THE DATA:

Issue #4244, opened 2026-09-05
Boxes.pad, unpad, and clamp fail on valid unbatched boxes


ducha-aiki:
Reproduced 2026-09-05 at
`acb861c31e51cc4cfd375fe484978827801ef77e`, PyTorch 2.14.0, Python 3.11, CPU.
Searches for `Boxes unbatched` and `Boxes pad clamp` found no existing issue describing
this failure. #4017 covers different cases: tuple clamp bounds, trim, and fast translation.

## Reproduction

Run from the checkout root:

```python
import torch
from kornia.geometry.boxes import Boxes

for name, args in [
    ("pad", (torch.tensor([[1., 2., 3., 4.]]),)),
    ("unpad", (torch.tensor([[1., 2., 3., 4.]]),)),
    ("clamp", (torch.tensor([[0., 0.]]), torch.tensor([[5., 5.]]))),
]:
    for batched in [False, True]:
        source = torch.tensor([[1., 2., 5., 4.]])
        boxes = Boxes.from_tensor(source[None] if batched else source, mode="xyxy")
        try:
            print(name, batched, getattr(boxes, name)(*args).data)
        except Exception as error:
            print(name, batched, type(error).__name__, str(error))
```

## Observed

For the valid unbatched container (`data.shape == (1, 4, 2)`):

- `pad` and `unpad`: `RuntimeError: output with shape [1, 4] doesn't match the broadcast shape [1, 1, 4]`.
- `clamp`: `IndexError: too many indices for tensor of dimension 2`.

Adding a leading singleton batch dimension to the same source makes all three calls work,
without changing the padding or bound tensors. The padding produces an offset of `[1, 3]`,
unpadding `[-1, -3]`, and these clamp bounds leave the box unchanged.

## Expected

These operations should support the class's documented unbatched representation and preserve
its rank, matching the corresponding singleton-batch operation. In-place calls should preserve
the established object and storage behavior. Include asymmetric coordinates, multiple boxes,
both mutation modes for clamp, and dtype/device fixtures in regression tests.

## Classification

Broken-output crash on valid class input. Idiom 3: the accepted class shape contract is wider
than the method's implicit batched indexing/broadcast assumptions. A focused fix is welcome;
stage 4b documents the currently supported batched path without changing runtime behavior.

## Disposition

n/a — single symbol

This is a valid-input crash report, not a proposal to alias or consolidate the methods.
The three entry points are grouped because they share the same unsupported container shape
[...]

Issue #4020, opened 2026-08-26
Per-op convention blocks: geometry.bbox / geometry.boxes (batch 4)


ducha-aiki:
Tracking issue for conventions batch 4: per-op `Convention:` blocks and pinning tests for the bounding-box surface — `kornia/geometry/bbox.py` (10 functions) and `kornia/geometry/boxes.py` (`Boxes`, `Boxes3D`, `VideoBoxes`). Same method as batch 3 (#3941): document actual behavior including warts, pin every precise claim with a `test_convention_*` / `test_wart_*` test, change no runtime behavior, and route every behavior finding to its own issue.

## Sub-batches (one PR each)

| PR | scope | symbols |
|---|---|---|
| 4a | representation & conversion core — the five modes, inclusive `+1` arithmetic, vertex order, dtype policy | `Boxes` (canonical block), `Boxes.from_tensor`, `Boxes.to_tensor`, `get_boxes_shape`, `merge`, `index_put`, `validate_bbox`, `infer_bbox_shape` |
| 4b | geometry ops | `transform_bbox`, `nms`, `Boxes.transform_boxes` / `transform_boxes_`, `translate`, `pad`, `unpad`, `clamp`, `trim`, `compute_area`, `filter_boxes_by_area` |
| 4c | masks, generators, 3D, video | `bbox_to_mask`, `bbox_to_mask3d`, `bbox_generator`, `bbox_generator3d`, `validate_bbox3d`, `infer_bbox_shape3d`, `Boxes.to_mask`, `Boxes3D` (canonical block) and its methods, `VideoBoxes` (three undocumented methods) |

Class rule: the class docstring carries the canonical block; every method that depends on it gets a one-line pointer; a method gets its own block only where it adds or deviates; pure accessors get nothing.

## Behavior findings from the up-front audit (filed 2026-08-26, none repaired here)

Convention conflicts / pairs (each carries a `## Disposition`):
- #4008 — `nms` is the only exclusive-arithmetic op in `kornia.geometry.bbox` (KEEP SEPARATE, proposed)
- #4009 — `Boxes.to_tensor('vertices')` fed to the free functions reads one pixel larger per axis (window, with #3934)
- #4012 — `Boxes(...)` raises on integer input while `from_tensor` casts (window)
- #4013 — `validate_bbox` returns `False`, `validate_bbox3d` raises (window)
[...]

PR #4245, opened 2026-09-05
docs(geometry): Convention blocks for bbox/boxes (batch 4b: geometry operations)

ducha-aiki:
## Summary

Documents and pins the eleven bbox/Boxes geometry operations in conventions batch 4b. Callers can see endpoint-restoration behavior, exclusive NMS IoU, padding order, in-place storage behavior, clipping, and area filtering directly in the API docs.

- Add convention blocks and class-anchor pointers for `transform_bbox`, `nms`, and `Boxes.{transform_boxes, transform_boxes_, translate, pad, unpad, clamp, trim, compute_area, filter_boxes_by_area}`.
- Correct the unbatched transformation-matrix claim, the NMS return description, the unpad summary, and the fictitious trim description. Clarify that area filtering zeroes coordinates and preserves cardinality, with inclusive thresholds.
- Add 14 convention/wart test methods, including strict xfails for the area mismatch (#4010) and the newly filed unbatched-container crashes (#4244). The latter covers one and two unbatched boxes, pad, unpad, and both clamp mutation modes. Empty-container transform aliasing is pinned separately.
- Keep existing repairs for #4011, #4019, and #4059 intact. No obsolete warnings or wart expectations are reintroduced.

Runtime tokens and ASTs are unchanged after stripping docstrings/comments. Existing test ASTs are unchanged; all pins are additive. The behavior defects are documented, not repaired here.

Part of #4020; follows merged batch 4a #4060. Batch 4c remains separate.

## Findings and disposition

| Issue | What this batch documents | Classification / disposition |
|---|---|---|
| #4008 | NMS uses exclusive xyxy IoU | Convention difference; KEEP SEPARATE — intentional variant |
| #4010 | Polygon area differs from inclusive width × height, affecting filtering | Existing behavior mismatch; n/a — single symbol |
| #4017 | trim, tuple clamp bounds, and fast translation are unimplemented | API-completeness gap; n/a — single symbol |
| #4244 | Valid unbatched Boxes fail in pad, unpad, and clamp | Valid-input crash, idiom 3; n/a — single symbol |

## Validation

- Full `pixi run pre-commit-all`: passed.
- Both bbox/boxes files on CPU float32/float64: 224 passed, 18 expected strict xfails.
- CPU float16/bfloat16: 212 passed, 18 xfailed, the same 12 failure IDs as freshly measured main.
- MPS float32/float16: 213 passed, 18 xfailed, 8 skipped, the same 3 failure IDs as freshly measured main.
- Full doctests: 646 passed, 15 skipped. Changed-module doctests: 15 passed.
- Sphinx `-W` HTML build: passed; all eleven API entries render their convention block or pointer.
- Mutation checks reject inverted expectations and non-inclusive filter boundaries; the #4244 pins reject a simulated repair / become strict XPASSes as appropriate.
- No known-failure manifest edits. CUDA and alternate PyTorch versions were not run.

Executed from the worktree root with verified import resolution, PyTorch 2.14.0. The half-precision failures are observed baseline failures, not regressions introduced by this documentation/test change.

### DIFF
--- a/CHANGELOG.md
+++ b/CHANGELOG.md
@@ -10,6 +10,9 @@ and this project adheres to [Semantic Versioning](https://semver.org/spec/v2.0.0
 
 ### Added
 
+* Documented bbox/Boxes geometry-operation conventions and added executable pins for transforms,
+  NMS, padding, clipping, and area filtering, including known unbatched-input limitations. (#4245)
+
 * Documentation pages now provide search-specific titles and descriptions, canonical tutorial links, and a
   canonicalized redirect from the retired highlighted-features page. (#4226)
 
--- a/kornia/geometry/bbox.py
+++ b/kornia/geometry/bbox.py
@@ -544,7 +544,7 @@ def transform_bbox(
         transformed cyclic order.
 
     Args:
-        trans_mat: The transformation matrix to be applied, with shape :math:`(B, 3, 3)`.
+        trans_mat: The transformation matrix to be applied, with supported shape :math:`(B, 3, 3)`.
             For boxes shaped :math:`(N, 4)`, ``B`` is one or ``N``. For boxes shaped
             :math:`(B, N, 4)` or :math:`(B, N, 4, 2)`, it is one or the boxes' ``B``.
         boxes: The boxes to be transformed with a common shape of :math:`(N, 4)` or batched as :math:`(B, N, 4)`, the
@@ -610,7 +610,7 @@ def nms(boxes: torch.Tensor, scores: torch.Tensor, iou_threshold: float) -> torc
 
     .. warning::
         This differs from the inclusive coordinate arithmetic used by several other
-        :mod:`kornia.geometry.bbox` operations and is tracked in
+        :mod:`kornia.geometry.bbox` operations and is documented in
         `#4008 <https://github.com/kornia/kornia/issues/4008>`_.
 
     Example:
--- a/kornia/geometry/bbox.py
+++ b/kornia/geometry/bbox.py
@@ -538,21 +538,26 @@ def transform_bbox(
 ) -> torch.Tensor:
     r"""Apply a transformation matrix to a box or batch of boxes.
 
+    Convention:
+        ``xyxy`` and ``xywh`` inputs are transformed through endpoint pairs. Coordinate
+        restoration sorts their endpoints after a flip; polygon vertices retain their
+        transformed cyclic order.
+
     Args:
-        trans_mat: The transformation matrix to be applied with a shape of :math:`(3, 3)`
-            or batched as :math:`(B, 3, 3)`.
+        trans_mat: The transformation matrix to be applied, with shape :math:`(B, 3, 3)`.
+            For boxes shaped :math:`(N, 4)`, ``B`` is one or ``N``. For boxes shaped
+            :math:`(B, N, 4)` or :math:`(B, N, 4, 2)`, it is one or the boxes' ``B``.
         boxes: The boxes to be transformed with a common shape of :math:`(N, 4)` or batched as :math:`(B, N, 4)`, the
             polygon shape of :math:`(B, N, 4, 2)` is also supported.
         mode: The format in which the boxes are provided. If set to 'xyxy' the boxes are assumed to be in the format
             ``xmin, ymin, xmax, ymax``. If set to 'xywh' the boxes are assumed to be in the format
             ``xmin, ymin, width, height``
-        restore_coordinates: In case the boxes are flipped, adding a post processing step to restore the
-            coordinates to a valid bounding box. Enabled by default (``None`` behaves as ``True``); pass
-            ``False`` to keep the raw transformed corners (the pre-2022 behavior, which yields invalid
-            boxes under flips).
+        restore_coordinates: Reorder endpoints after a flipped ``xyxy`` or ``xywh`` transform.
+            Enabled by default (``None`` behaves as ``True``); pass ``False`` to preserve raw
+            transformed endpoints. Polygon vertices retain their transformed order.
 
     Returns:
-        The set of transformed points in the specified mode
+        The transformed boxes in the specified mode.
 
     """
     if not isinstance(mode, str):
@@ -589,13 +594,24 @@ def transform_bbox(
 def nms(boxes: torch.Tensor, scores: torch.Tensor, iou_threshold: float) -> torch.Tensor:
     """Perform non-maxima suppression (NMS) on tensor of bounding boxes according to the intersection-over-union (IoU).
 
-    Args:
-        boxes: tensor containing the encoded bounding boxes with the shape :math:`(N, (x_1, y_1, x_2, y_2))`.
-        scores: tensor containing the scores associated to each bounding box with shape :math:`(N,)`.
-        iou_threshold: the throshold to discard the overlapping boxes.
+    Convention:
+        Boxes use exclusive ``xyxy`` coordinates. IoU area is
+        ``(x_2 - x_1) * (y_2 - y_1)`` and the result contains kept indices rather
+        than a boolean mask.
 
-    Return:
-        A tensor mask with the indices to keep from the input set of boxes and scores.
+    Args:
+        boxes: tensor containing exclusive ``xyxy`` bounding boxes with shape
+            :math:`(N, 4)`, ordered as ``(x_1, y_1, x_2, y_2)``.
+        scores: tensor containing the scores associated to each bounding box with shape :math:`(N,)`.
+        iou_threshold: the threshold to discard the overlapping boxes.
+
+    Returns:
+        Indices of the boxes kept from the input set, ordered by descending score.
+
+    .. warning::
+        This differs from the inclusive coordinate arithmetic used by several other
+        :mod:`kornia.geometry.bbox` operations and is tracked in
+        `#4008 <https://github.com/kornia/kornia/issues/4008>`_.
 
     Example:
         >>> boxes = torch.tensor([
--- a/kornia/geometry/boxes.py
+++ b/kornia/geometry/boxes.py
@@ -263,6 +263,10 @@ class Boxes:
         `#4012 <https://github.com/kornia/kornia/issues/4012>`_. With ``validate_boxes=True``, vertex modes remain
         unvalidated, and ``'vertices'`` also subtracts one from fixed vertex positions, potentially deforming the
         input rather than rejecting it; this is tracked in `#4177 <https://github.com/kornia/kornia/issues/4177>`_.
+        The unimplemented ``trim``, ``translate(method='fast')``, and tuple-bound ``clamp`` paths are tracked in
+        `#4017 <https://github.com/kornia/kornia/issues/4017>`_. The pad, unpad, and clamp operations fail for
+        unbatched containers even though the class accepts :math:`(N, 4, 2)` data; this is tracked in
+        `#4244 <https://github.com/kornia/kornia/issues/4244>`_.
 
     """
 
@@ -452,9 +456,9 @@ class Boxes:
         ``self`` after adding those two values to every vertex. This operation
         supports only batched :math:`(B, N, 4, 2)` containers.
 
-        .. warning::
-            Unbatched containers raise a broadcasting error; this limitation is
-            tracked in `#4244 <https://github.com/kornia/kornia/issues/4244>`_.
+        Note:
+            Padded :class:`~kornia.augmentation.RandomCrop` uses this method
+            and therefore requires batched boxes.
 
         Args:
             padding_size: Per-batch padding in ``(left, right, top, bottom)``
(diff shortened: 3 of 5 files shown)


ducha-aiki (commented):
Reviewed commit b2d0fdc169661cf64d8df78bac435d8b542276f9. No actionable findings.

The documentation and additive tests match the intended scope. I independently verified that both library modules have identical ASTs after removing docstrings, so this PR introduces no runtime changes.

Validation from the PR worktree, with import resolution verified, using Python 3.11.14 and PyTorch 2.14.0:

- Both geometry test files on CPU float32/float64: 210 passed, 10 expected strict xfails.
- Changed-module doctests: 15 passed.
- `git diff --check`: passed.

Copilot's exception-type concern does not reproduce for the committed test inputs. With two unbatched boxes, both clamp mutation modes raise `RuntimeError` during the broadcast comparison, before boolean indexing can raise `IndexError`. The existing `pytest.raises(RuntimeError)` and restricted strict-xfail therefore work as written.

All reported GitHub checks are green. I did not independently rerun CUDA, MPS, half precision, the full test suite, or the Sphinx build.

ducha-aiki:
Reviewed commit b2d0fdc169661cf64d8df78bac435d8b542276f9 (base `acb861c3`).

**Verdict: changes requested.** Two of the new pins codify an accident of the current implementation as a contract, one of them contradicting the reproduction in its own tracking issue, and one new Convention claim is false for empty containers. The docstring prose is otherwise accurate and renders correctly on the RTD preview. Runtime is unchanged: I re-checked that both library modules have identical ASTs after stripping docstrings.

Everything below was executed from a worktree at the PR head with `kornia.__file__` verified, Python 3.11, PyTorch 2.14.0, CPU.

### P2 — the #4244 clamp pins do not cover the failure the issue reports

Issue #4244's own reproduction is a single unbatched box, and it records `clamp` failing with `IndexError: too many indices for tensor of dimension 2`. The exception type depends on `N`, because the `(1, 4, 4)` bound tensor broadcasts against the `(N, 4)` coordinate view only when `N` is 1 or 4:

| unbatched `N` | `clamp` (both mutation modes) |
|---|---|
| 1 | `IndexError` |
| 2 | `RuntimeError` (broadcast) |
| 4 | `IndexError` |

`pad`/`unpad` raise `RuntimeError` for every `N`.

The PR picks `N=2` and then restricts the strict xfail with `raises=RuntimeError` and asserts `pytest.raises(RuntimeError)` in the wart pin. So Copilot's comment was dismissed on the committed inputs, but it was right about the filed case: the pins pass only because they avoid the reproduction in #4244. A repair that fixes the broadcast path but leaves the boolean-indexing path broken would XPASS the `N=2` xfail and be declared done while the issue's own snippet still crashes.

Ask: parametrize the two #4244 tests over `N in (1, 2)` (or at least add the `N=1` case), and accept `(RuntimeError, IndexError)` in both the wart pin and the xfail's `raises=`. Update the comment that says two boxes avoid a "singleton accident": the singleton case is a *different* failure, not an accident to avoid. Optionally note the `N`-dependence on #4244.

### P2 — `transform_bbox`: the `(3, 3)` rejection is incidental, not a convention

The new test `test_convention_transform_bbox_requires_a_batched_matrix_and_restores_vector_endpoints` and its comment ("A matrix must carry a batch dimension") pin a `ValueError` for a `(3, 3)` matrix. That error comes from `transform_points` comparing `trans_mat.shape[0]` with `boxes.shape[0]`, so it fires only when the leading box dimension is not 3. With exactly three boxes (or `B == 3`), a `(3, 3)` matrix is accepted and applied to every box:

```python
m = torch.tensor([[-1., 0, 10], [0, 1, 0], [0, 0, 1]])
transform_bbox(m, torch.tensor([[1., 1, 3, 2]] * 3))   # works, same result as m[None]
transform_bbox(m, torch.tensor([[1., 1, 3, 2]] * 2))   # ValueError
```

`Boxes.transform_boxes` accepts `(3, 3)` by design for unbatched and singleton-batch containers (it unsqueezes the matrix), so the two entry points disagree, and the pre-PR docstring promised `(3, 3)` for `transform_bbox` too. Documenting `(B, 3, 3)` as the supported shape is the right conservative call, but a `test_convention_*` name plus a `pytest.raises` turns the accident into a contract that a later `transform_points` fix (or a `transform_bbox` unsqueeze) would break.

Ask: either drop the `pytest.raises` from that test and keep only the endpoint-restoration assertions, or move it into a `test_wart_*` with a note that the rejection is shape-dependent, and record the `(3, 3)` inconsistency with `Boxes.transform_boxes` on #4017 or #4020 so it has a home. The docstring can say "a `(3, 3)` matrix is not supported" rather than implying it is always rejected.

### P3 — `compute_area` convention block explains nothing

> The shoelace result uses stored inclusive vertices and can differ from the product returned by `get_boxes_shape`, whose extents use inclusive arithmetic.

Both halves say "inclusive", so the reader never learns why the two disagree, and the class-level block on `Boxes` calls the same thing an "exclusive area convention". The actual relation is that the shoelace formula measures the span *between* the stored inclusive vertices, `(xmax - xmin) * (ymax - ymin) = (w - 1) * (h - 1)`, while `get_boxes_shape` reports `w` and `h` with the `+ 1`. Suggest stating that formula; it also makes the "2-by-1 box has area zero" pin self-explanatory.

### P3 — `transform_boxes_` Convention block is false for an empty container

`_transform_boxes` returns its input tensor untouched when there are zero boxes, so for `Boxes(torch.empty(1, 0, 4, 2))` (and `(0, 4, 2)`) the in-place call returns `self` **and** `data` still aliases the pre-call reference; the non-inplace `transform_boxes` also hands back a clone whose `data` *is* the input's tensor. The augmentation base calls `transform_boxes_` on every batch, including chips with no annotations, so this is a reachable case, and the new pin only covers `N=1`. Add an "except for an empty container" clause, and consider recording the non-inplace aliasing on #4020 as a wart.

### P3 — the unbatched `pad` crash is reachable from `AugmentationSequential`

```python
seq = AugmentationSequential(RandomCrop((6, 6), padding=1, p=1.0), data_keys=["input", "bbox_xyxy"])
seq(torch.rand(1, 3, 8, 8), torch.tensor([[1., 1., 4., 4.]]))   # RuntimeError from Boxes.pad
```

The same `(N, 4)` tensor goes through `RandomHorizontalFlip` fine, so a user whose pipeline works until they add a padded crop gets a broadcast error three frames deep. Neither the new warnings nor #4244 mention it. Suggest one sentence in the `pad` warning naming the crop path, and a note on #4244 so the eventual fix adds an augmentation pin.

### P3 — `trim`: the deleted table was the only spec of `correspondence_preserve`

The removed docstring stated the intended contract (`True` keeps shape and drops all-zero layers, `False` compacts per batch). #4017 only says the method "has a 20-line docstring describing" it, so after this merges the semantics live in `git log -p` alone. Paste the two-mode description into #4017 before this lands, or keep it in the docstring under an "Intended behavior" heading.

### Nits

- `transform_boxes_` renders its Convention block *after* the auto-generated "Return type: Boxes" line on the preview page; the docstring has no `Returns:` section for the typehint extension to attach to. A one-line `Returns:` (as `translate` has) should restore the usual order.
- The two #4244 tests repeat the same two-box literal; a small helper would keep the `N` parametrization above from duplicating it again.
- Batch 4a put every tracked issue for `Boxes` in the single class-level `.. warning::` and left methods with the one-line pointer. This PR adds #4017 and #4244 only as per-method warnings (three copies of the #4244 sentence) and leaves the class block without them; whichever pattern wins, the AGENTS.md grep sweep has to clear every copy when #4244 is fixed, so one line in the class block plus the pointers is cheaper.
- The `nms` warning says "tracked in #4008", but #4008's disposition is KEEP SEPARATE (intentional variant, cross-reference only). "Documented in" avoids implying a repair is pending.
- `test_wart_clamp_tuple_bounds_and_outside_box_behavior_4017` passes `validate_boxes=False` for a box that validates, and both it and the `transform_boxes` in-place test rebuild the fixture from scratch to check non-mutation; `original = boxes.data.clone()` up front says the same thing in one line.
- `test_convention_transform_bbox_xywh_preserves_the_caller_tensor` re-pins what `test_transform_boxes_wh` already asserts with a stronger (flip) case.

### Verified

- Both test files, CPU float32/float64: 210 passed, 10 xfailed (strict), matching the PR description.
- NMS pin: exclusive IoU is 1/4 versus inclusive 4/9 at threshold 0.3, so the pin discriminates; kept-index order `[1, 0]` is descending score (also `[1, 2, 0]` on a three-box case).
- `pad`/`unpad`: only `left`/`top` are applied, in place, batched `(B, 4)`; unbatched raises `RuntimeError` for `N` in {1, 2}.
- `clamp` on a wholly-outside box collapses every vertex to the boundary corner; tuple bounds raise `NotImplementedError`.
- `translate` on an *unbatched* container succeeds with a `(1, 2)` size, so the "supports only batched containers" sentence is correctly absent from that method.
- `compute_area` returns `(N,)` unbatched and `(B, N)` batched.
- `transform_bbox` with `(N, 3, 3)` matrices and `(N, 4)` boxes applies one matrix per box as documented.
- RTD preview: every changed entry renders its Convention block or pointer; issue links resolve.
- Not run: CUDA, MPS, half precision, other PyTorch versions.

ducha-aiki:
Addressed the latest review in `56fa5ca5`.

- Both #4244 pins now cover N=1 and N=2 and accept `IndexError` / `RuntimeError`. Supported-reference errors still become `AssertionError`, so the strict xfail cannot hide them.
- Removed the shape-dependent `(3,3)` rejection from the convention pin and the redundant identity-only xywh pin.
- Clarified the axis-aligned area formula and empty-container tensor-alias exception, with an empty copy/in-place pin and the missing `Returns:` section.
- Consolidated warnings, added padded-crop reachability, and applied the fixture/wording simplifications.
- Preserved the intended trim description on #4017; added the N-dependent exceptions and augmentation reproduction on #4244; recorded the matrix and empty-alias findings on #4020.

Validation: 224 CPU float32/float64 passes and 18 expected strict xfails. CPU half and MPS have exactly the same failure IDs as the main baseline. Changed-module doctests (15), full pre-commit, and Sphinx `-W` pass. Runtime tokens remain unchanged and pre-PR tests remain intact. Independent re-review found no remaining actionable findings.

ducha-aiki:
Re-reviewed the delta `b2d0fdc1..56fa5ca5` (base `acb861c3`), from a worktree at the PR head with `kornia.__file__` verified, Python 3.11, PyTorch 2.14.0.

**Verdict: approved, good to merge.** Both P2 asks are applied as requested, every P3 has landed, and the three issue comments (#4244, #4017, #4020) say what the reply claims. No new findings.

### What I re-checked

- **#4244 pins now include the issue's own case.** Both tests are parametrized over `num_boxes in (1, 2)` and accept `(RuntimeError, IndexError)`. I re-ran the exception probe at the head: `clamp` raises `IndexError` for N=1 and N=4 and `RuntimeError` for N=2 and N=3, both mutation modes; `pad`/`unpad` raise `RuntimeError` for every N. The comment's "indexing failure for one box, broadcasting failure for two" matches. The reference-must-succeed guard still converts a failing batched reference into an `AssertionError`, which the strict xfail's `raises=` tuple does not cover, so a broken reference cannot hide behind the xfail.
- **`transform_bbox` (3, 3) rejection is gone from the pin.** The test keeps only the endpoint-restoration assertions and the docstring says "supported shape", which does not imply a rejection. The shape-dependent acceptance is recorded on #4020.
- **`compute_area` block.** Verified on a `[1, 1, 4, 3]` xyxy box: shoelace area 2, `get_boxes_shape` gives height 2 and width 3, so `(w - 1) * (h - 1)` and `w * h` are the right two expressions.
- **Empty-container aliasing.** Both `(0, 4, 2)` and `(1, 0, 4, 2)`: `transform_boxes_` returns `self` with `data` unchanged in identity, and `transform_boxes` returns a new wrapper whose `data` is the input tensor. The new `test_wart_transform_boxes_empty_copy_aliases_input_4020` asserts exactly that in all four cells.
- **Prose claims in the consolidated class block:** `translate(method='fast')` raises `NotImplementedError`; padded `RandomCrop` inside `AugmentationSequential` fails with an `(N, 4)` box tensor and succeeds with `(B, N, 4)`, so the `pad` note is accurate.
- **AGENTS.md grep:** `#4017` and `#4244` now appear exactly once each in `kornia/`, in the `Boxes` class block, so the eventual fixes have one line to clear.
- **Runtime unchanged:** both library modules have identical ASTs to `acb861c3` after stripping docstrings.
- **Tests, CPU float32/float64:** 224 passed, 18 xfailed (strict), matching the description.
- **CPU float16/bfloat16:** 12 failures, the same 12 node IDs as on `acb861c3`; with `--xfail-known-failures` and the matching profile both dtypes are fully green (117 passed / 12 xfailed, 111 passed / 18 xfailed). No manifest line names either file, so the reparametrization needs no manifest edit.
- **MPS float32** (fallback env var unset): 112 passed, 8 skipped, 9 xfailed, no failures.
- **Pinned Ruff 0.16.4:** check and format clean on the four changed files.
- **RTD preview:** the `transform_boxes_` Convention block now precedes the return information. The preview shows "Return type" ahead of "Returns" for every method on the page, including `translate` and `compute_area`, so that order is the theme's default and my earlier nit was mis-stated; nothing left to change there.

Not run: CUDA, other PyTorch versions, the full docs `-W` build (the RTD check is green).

EXERCISE DETAILS: When copying the data above, please keep exactly the lines from its first line through the line with "both mutation modes for", both ends included, and drop the rest.

OUTPUT BELOW:
Issue #4244, opened 2026-09-05
Boxes.pad, unpad, and clamp fail on valid unbatched boxes


ducha-aiki:
Reproduced 2026-09-05 at
`acb861c31e51cc4cfd375fe484978827801ef77e`, PyTorch 2.14.0, Python 3.11, CPU.
Searches for `Boxes unbatched` and `Boxes pad clamp` found no existing issue describing
this failure. #4017 covers different cases: tuple clamp bounds, trim, and fast translation.

## Reproduction

Run from the checkout root:

```python
import torch
from kornia.geometry.boxes import Boxes

for name, args in [
    ("pad", (torch.tensor([[1., 2., 3., 4.]]),)),
    ("unpad", (torch.tensor([[1., 2., 3., 4.]]),)),
    ("clamp", (torch.tensor([[0., 0.]]), torch.tensor([[5., 5.]]))),
]:
    for batched in [False, True]:
        source = torch.tensor([[1., 2., 5., 4.]])
        boxes = Boxes.from_tensor(source[None] if batched else source, mode="xyxy")
        try:
            print(name, batched, getattr(boxes, name)(*args).data)
        except Exception as error:
            print(name, batched, type(error).__name__, str(error))
```

## Observed

For the valid unbatched container (`data.shape == (1, 4, 2)`):

- `pad` and `unpad`: `RuntimeError: output with shape [1, 4] doesn't match the broadcast shape [1, 1, 4]`.
- `clamp`: `IndexError: too many indices for tensor of dimension 2`.

Adding a leading singleton batch dimension to the same source makes all three calls work,
without changing the padding or bound tensors. The padding produces an offset of `[1, 3]`,
unpadding `[-1, -3]`, and these clamp bounds leave the box unchanged.

## Expected

These operations should support the class's documented unbatched representation and preserve
its rank, matching the corresponding singleton-batch operation. In-place calls should preserve
the established object and storage behavior. Include asymmetric coordinates, multiple boxes,
both mutation modes for clamp, and dtype/device fixtures in regression tests.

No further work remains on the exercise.